Weder die vom gesetzgebenden Beratungsdienst angesprochenen rechtlichen Unklarheiten noch die Befürchtungen und Kritikpunkte der Gesellschaft werden damit ernstgenommen. Die Grüne Jugend Niedersachen bestärkt deshalb ihre Forderung danach, das Gesetz aufgrund der Reaktionen innerhalb der Gesellschaft zurückzunehmen und, dass die Landesregierung ihren Fehler einsieht. Darüber hinaus kritisieren wir das skandalöse Verhalten der Regierung und deren Versuch sachliche Kritik derartig zu unterbinden.
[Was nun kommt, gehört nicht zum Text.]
PR #23, opened 2024-04-05
Remove the patch that deleted fixed UIDs from istiod charts

dgn:
This patch is not needed anymore as we removed support for v1.20 - the lines it attempts to remove have been removed upstream as part of istio/istio#45394.


jwendell (approved):
This is the kind of change that we approve blindly as we don't have a smoke bookinfo test to validate sidecar injection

Eine vorschnelle Behandlung des Gesetzes im Dezember macht deutlich, dass die die GroKo keineswegs an der Meinung verschiedenster gesellschaftlicher Akteure interessiert ist. Deshalb ruft die Grüne Jugend Niedersachsen dazu auf, am weiterhin lautstark auf die Straße zu gehen und ihrem Protest in verschiedensten Formen Ausdruck zu bringen. Denn der Kampf gegen das NPOG und den Überwachungsstaat geht weiter!